» **Source information**:
PR #5, opened 2025-07-29
Set up PyProject and generated files using protoc

timl3136:
**What changed?**

**Why?**

**How did you test it?**

**Potential risks**

**Release notes**

**Documentation Changes**


scripts/generate_protobuf_final.py
natemort, line 1: Nit: maybe just generate_proto.py

pyproject.toml
```diff
@@ -0,0 +1,159 @@
...
+    "Intended Audience :: Developers",
+    "License :: OSI Approved :: Apache Software License",
+    "Operating System :: OS Independent",
+    "Programming Language :: Python :: 3",
+    "Programming Language :: Python :: 3.11",
+    "Topic :: Software Development :: Libraries :: Python Modules",
+    "Topic :: System :: Distributed Computing",
+]
+requires-python = ">=3.11,<3.12"
+dependencies = [
```
natemort, line 26: Are these all used?

pyproject.toml
```diff
@@ -0,0 +1,159 @@
...
+Homepage = "https://github.com/cadence-workflow/cadence-python-client"
+Documentation = "https://cadence-python-client.readthedocs.io/"
+Repository = "https://github.com/cadence-workflow/cadence-python-client"
+"Bug Tracker" = "https://github.com/cadence-workflow/cadence-python-client/issues"
+
+[project.scripts]
+cadence-cli = "cadence.cli:main"
+
+[tool.setuptools]
+packages = ["cadence", "cadence.shared"]
```
natemort, line 66: cadence.shared is outdated now

pyproject.toml
```diff
@@ -0,0 +1,159 @@
...
+
+[tool.setuptools.package-data]
+"*" = ["*.proto", "*.thrift"]
```
natemort, line 69: I don't know what this does but I hope we don't need thrift.

requirements.txt
natemort, line 1: How does this file compare to the dependencies listed in the pyproject.toml?

scripts/generate_protobuf_final.py
```diff
@@ -0,0 +1,425 @@
...
+import sys
+import os
+from pathlib import Path
+import shutil
+import platform
+import urllib.request
+import zipfile
+
+
+def download_protoc_29_1(project_root: Path) -> str:
```
natemort, line 16: If we used the `grpc_tools.protoc` python package this might simplify the logic a bit and be more portable. What do you think? Have you explored that much?

natemort (approved):

scripts/generate_protobuf_final.py
timl3136: I tried using `grpc_tools.protoc`, but it always generate the python file with `_pb2` and `_pb2_grpc` at the end of names.

pyproject.toml
timl3136: cursor added that since idl have thrift files. But we can remove it.

requirements.txt
timl3136: We can merge then later and streamline the set up process

pyproject.toml
timl3136: I plan to trim the dependency later since it's quite a demanding operation

PR #14, opened 2025-08-26
Implement workflow & activity registry

timl3136:
**What changed?**
Implement workflow & activity registry to run workflow/activity

**Why?**
We need the registry to register workflow/activity to server in order to run it.

**How did you test it?**
unit test pass: `uv run pytest tests/cadence/worker/test_registry.py -v`

**Potential risks**

**Release notes**

**Documentation Changes**

### DIFF
--- a/cadence/worker/_registry.py
+++ b/cadence/worker/_registry.py
@@ -7,25 +7,22 @@ similar to the Go client's registry.go implementation.
 """
 
 import logging
-from typing import Callable, Dict, Optional
-from dataclasses import dataclass
+from typing import Callable, Dict, Optional, Unpack, TypedDict
 
 
 logger = logging.getLogger(__name__)
 
 
-@dataclass
-class RegisterWorkflowOptions:
+class RegisterWorkflowOptions(TypedDict, total=False):
     """Options for registering a workflow."""
-    name: Optional[str] = None
-    alias: Optional[str] = None
+    name: Optional[str]
+    alias: Optional[str]
 
 
-@dataclass
-class RegisterActivityOptions:
+class RegisterActivityOptions(TypedDict, total=False):
     """Options for registering an activity."""
-    name: Optional[str] = None
-    alias: Optional[str] = None
+    name: Optional[str]
+    alias: Optional[str]
 
 
 class Registry:
@@ -46,7 +43,7 @@ class Registry:
     def workflow(
         self,
         func: Optional[Callable] = None,
-        **kwargs: RegisterWorkflowOptions
+        **kwargs: Unpack[RegisterWorkflowOptions]
     ) -> Callable:
         """
         Register a workflow function.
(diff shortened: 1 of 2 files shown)


cadence/worker/_registry.py
```diff
@@ -0,0 +1,515 @@
...
+"""
+
+import logging
+from typing import Callable, Dict, List, Optional
+
+
+logger = logging.getLogger(__name__)
+
+
+class RegistryError(Exception):
```
natemort, line 16: Do we need all these or is there an existing exception we can return instead, like a KeyError?

cadence/worker/_registry.py
```diff
@@ -0,0 +1,515 @@
...
+        self,
+        func: Optional[Callable] = None,
+        *,
+        name: Optional[str] = None,
+        alias: Optional[str] = None
+    ) -> Callable:
+        """
+        Register a workflow function.
+        
+        This method can be used as a decorator or called directly.
```
natemort, line 67: So is the idea that a user can do either:
```
registry.register_workflow(...)
```
or 
```
@registry.register_workflow(...)
def foo(): ...
```
?

That approach is pretty similar to DBOS. I think if that's the direction we want to go then I'd prefer the function names be `workflow` and `activity`, so that they're `@registry.workflow`.

cadence/worker/_registry.py
```diff
@@ -0,0 +1,515 @@
...
+        # Try the next registry in the chain if available
+        if self._next_registry:
+            try:
+                return self._next_registry.get_activity(name)
+            except ActivityNotFoundError:
+                pass
+        
+        raise ActivityNotFoundError(f"Activity '{name}' not found in registry")
+    
+    def list_workflows(self) -> List[str]:
```
natemort, line 209: I would remove all methods after (and including) this one. We should minimize the public interface.

Users are unlikely to interact heavily with the registry beyond registering activities/workflows, and these methods seem like they're of limited value. I don't expect users to need the list of activity names. We don't need to support `unregister` at all. I think we can consider adding them in later.

cadence/worker/_registry.py
```diff
@@ -0,0 +1,515 @@
...
+        Check if this registry has a next registry in the chain.
+        
+        Returns:
+            True if there is a next registry, False otherwise
+        """
+        return self._next_registry is not None
+
+
+# Global registry instance
+registry = Registry()
```
natemort, line 418: As discussed offline, we don't want a global registry.

cadence/worker/_registry.py
timl3136: discussed offline, will remove unused util functions until such specific need arises.

cadence/worker/_registry.py
timl3136: Yes, both options work and user can specify registerWorkflow/ActivityOptions if they want in both options as well.
I check this behavior in the test file

tests/cadence/worker/test_registry.py
```diff
@@ -0,0 +1,206 @@
...
+"""
+Tests for the registry functionality.
+"""
+
+import pytest
+import sys
+import os
+
+# Add the project root to the path
+sys.path.insert(0, os.path.dirname(os.path.dirname(os.path.dirname(os.path.dirname(os.path.abspath(__file__))))))
```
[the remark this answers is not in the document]
timl3136: yep, we don't need that thanks to uv and pytest

PR #19, opened 2025-08-28
use grpc_tools to generate proto files

shijiesheng:
**What changed?**

* use grpc_tools to generate proto files

**Why?**

avoid local compiling protoc

**How did you test it?**

Unit Test

Manual Test with client_example.py

**Potential risks**

**Release notes**

**Documentation Changes**


timl3136:
we might need to add a line in readme that in order to generate the files, it requires using dev dependency via `uv sync --extra dev` since `uv sync` will not install all the necessary modules for generate proto

timl3136 (approved):

PR #20, opened 2025-08-29
Add initial ActivityExecutor

natemort:
Create a basic activity executor capable of running functions as activities. Async functions are run as part of the main event loop, while sync ones are run in a threaadpool executor.

Type hints are expected for any parameters the activity takes, with non-typed parameters receiving the deserialized json value as a standard python type (dict, list, string, etc.).

Plenty of work remains for full activity support, such as maintaining an activity context for heartbeating.

**What changed?**
- Added basic support for an activity executor

**Why?**
- To continue work on an activity worker

**How did you test it?**
- Unit tests

**Potential risks**

**Release notes**

**Documentation Changes**

### DIFF
--- a/tests/cadence/worker/test_worker.py
+++ b/tests/cadence/worker/test_worker.py
@@ -7,7 +7,7 @@ from unittest.mock import AsyncMock, Mock, PropertyMock
 from cadence.api.v1.service_worker_pb2 import PollForDecisionTaskRequest, PollForActivityTaskRequest
 from cadence.api.v1.tasklist_pb2 import TaskList, TaskListKind
 from cadence.client import Client
-from cadence.worker import Worker
+from cadence.worker import Worker, Registry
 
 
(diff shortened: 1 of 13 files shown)


tests/cadence/worker/test_worker.py
```diff
@@ -29,7 +29,7 @@ async def poll(_, timeout=0.0):
     type(client).domain = PropertyMock(return_value="domain")
     type(client).identity = PropertyMock(return_value="identity")
 
-    worker = Worker(client, "task_list", activity_task_pollers=1, decision_task_pollers=1, identity="identity")
+    worker = Worker(client, "task_list", Registry(), activity_task_pollers=1, decision_task_pollers=1, identity="identity")
```
timl3136, line 32: nit: should we do some assertion on the field?

timl3136 (approved):
LGTM

PR #21, opened 2025-08-29
Abstract Channel Initialization behind Client

natemort:
Our server being yarpc means that there are mandatory headers needed on every request. To include these we need to add mandatory interceptors. For additional things like retries and error mapping we'll also want additional interceptors.

GRPC's sync implementation allows for adding interceptors to an existing channel, while the async implementation does not. As a result, our client needs to be responsible for Channel creation.

Add GRPC channel options to ClientOptions and create the Channel within Client. This approach largely matches how the Java client approaches it, although it does allow for overriding the Channel still.

**What changed?**
- Abstract Channel creation behind Client

**Why?**
- So we can control the interceptors added to the Channel

**How did you test it?**
- Unit tests, and connecting to local server

**Potential risks**

**Release notes**

**Documentation Changes**

### DIFF
--- a/cadence/client.py
+++ b/cadence/client.py
@@ -1,21 +1,40 @@
 import os
 import socket
-from typing import TypedDict
+from typing import TypedDict, Unpack, Any, cast
 
+from grpc import ChannelCredentials, Compression
+
+from cadence._internal.rpc.yarpc import YarpcMetadataInterceptor
 from cadence.api.v1.service_worker_pb2_grpc import WorkerAPIStub
-from grpc.aio import Channel
+from grpc.aio import Channel, ClientInterceptor, secure_channel, insecure_channel
 
 
 class ClientOptions(TypedDict, total=False):
     domain: str
+    target: str
     identity: str
+    service_name: str
+    caller_name: str
+    channel_arguments: dict[str, Any]
+    credentials: ChannelCredentials | None
+    compression: Compression
+    interceptors: list[ClientInterceptor]
+
+_DEFAULT_OPTIONS: ClientOptions = {
+    "identity": f"{os.getpid()}@{socket.gethostname()}",
+    "service_name": "cadence-frontend",
+    "caller_name": "cadence-client",
+    "channel_arguments": {},
+    "credentials": None,
+    "compression": Compression.NoCompression,
+    "interceptors": [],
+}
 
 class Client:
-    def __init__(self, channel: Channel, options: ClientOptions) -> None:
-        self._channel = channel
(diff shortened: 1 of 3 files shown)


cadence/client.py
```diff
@@ -1,21 +1,40 @@
...
+    target: str
     identity: str
+    service_name: str
+    caller_name: str
+    channel_arguments: dict[str, Any]
+    credentials: ChannelCredentials | None
+    compression: Compression
+    interceptors: list[ClientInterceptor]
+
+_DEFAULT_OPTIONS: ClientOptions = {
```
shijiesheng, line 23: maybe add target for our grpc docker socket address

cadence/client.py
```diff
@@ -1,21 +1,40 @@
...
+
+from cadence._internal.rpc.yarpc import YarpcMetadataInterceptor
 from cadence.api.v1.service_worker_pb2_grpc import WorkerAPIStub
-from grpc.aio import Channel
+from grpc.aio import Channel, ClientInterceptor, secure_channel, insecure_channel
 
 
 class ClientOptions(TypedDict, total=False):
     domain: str
+    target: str
```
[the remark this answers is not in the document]
natemort: Yeah, target is rather weird. I picked this name because it matches the naming from the GRPC api: https://grpc.github.io/grpc/python/grpc_asyncio.html#grpc.aio.secure_channel .

In the Java client we specify host and port, I don't know the equivalent in Go.

Internally I think this will work similar to Java, where we use the GRPC transport.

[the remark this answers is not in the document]
shijiesheng: How about adding some comment on this or maybe change to grpc_target then?

cadence/client.py
```diff
@@ -24,14 +43,35 @@ def domain(self) -> str:
...
 
     @property
     def worker_stub(self) -> WorkerAPIStub:
         return self._worker_stub
 
-
     async def close(self) -> None:
         await self._channel.close()
 
+def _validate_and_copy_defaults(options: ClientOptions) -> ClientOptions:
```
shijiesheng, line 55: nit: move to ClientOptions class method so it's less likely someone implements something similar in other packages

cadence/client.py
```diff
@@ -24,14 +43,35 @@ def domain(self) -> str:
...
+    if "target" not in options:
```
shijiesheng, line 56: maybe `options.target is not None` so it's discoverable on how this field is used through IDE?

shijiesheng (approved):

timl3136 (approved):

PR #23, opened 2025-09-04
Add basic integration tests

natemort:
Use pytest-docker to run docker-compose as a pytest fixture, bringing up Cadence, Cassandra, and statsd. If possible I'd like to switch to using SQLite in the future, but I need to explore that more. For the moment this is similar to what the Java and Go clients do.

Unlike the Java and Go clients we orchestrate docker via the testing framework, rather than running the tests themselves via docker. This seems much easier to use and debug. With a bit of tinkering we should have a lot more flexibility to do things like running tests against an already running set of services to speed up iteration time.

Additionally change the pytest `asyncio_mode` to `auto` so that async tests and fixtures are automatically run in an eventloop. One major issue with the current version of pytest-asyncio that we're using is its limited control over the eventloop used for running tests/fixtures. It's currently running each in their own eventloop, which means you can't pass certain objects between them, such as GRPC's async channel objects.

**What changed?**
- Add basic integration test

**Why?**
- To prepare for more interesting ones

**How did you test it?**
- Running it locally via `uv run pytest --integration-tests`

**Potential risks**

**Release notes**

**Documentation Changes**

### DIFF
--- a/.github/workflows/ci_checks.yml
+++ b/.github/workflows/ci_checks.yml
@@ -73,4 +73,24 @@ jobs:
           uv sync --extra dev
       - name: Run unit tests
         run: |
-          uv run python -m pytest tests/ -v
+          uv run pytest -v
+
+  integration_test:
+    name: Integration Tests
+    runs-on: ubuntu-latest
+    steps:
+      - uses: actions/checkout@v4
+        with:
+          submodules: true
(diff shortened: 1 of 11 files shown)


shijiesheng (approved):
I learned a lot from this PR on how pytest works. Thank you!

PR #29, opened 2025-09-15
Introduce ActivityDefinition as a wrapper for Activity Fns

natemort:
In order to use activity functions within a Workflow we need to have a very explicit name for the function that we can determine without the registry, as the activity may not even be present within the same registry as the workflow. Remove the concept of aliases, and mandate a decorator on all Activity functions.

For ease of use, continue to support the decorator via the registry to both register and decorate the activity at the same time.

In addition, rather than simply storing the activity function or setting attributes on it to track that it's registered, introduce a wrapping Callable. Within the context of a Workflow we can reinterpret invocations of the activity function as the execution of the activity itself.

**What changed?**
- Require activity functions to use a decorator so that they're always explicitly named
- Add support for Activities being defined on a Class or interface
- Add support for combining Registry objects
- Wrap Activity functions so that they can be used within Workflows

**Why?**
- Better support Activity usage in workflows

**How did you test it?**
- Unit tests

**Potential risks**

**Release notes**

**Documentation Changes**


cadence/activity.py
```diff
@@ -59,3 +64,99 @@ def is_set() -> bool:
...
         return ActivityContext._var.get()
+
+
+@dataclass(frozen=True)
+class ActivityParameter:
+    name: str
+    type_hint: Type | None
+    default_value: Any | None
+
+class ExecutionStrategy(Enum):
```
timl3136, line 75: nit: naming, are we going to have more than 2 types of enum here? if not, perhaps a naming of isAsync might be more descriptive here.

cadence/activity.py
```diff
@@ -59,3 +64,99 @@ def is_set() -> bool:
...
+        return self._params
+
+    @staticmethod
+    def wrap(fn: Callable[P, T], opts: ActivityDefinitionOptions) -> 'ActivityDefinition[P, T]':
+        name = fn.__qualname__
+        if "name" in opts and opts["name"]:
+            name = opts["name"]
+
+        strategy = ExecutionStrategy.THREAD_POOL
+        if inspect.iscoroutinefunction(fn) or inspect.iscoroutinefunction(fn.__call__): # type: ignore
```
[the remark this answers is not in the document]
natemort: It covers some really weird edge cases. This PR to CPython actually has good examples: https://github.com/python/cpython/pull/99247/files

```
        class Cl:
            async def __call__(self):
                pass

        self.assertFalse(inspect.iscoroutinefunction(Cl))
        # instances with async def __call__ are NOT recognised.
        self.assertFalse(inspect.iscoroutinefunction(Cl()))
```

I don't really know why it works this way, but it does. The only likely scenario for someone to run into an issue with this is if they have other decorators on the function.

cadence/activity.py
natemort: I think there's a chance we might add multiprocessing support in the future.

abhishekj720 (approved):

PR #33, opened 2025-09-26
Define metrics with Prometheus integration

timl3136:
**What changed?**
- Define metrics using Prometheus
- also add cursorrules for running uv command

**Why?**
It enables metrics collection for monitoring Cadence workflows and activities

**How did you test it?**
unit tests

**Potential risks**

**Release notes**

**Documentation Changes**

### DIFF
--- a/cadence/_internal/visibility/metrics.py
+++ b/cadence/_internal/visibility/metrics.py
@@ -1,0 +1,144 @@
+"""Core metrics collection interface and registry for Cadence client."""
+
+import logging
+from enum import Enum
+from typing import Dict, Optional, Protocol, Set
+
+logger = logging.getLogger(__name__)
+
+
+class MetricType(Enum):
+    """Types of metrics that can be collected."""
+
+    COUNTER = "counter"
+    GAUGE = "gauge"
+    HISTOGRAM = "histogram"
+    SUMMARY = "summary"
+
+
+class MetricsCollector(Protocol):
+    """Protocol for metrics collection backends."""
+
+    def counter(
+        self, key: str, n: int = 1, tags: Optional[Dict[str, str]] = None
+    ) -> None:
+        """Send a counter metric."""
+        ...
+
+    def gauge(
+        self, key: str, value: float, tags: Optional[Dict[str, str]] = None
+    ) -> None:
+        """Send a gauge metric."""
+        ...
+
+    def timer(
+        self, key: str, duration: float, tags: Optional[Dict[str, str]] = None
+    ) -> None:
+        """Send a timer metric."""
+        ...
+
+    def histogram(
+        self, key: str, value: float, tags: Optional[Dict[str, str]] = None
+    ) -> None:
+        """Send a histogram metric."""
+        ...
+
+
+class NoOpMetricsCollector:
+    """No-op metrics collector that discards all metrics."""
+
+    def counter(
+        self, key: str, n: int = 1, tags: Optional[Dict[str, str]] = None
+    ) -> None:
+        pass
+
+    def gauge(
+        self, key: str, value: float, tags: Optional[Dict[str, str]] = None
+    ) -> None:
+        pass
+
+    def timer(
+        self, key: str, duration: float, tags: Optional[Dict[str, str]] = None
+    ) -> None:
+        pass
+
+    def histogram(
+        self, key: str, value: float, tags: Optional[Dict[str, str]] = None
+    ) -> None:
+        pass
+
+
+class MetricsRegistry:
+    """Registry for managing metrics collection in the Cadence client."""
+
+    def __init__(self, collector: Optional[MetricsCollector] = None):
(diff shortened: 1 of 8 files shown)


cadence/_internal/visibility/prometheus.py
```diff
@@ -0,0 +1,295 @@
...
+            try:
+                self._http_server.shutdown()
+                self._http_server = None
+                logger.info("Prometheus HTTP server shutdown")
+            except Exception as e:
+                logger.error(f"Failed to shutdown HTTP server: {e}")
+
+
+# Default Cadence metrics names
+class CadenceMetrics:
```
natemort, line 270: I don't think these should be in a class, maybe an enum if you want to namespace them.

Do these match the Java/Go client or are these just examples for the sake of testing?

cadence/_internal/visibility/metrics.py
```diff
@@ -0,0 +1,86 @@
...
+        pass
+
+    def histogram(
+        self, key: str, value: float, tags: Optional[Dict[str, str]] = None
+    ) -> None:
+        pass
+
+
+# Global default handler
+_default_handler: Optional[MetricsHandler] = None
```
natemort, line 72: I don't think we should have a global for this, I'd rather we pass it into the Client which propagates to the Workers.

cadence/_internal/visibility/prometheus.py
```diff
@@ -0,0 +1,295 @@
...
+    push_to_gateway,
+    start_http_server,
+)
+
+
+logger = logging.getLogger(__name__)
+
+
+@dataclass
+class PrometheusConfig:
```
natemort, line 23: I'm not very familiar with Prometheus. Is the expectation that the user needs to configure all of this? How does the setup compare to the Java/Go clients and the server? They also all support Prometheus, right?

cadence/_internal/visibility/prometheus.py
```diff
@@ -0,0 +1,295 @@
...
+
+            if merged_tags:
+                histogram.labels(**merged_tags).observe(value)
+            else:
+                histogram.observe(value)
+
+        except Exception as e:
+            logger.error(f"Failed to send histogram {key}: {e}")
+
+    def start_http_server(self) -> None:
```
natemort, line 211: Does the user need to call this and manage the lifecycle of this object?

cadence/_internal/visibility/prometheus.py
```diff
@@ -0,0 +1,295 @@
...
+    metric_prefix: str = "cadence_"
+
+    # Default labels to apply to all metrics
+    default_labels: Dict[str, str] = field(default_factory=dict)
+
+    # Custom registry (if None, uses default global registry)
+    registry: Optional[CollectorRegistry] = None
+
+
+class PrometheusMetrics:
```
natemort, line 46: Nit: It's not necessary, but extending MetricsHandler would convey additional intent.

cadence/_internal/visibility/prometheus.py
timl3136: Thanks, I replaced them with enums.

cadence/_internal/visibility/prometheus.py
timl3136: No, I change the behavior so that it will initialize when client start

cadence/_internal/visibility/prometheus.py
```diff
@@ -0,0 +1,198 @@
...
+
+logger = logging.getLogger(__name__)
+
+
+@dataclass
+class PrometheusConfig:
+    """Configuration for Prometheus metrics."""
+
+    # Metric name prefix
+    metric_prefix: str = "cadence_"
```
natemort, line 28: I don't think we actually want to expose this as an option unless our other clients do. It makes standard dashboards impossible.

timl3136: I will make this into a hardcoded constant to match other clients

cadence/metrics/metrics.py
```diff
@@ -0,0 +1,60 @@
...
+
+class MetricType(Enum):
+    """Types of metrics that can be collected."""
+
+    COUNTER = "counter"
+    GAUGE = "gauge"
+    HISTOGRAM = "histogram"
+
+
+class MetricsEmitter(Protocol):
```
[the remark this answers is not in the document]
timl3136: Yes, user will be using this in their workflow/activity

cadence/metrics/prometheus.py
```diff
@@ -0,0 +1,295 @@
...
+    push_to_gateway,
+    start_http_server,
+)
+
+
+logger = logging.getLogger(__name__)
+
+
+@dataclass
+class PrometheusConfig:
```
timl3136: The setup should be done at service start up, which is the same process if we want to use prometheus in java client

» **Brief**: How many lines in the records above contain the string "also"? State the number and nothing more.

» **Response below**: 3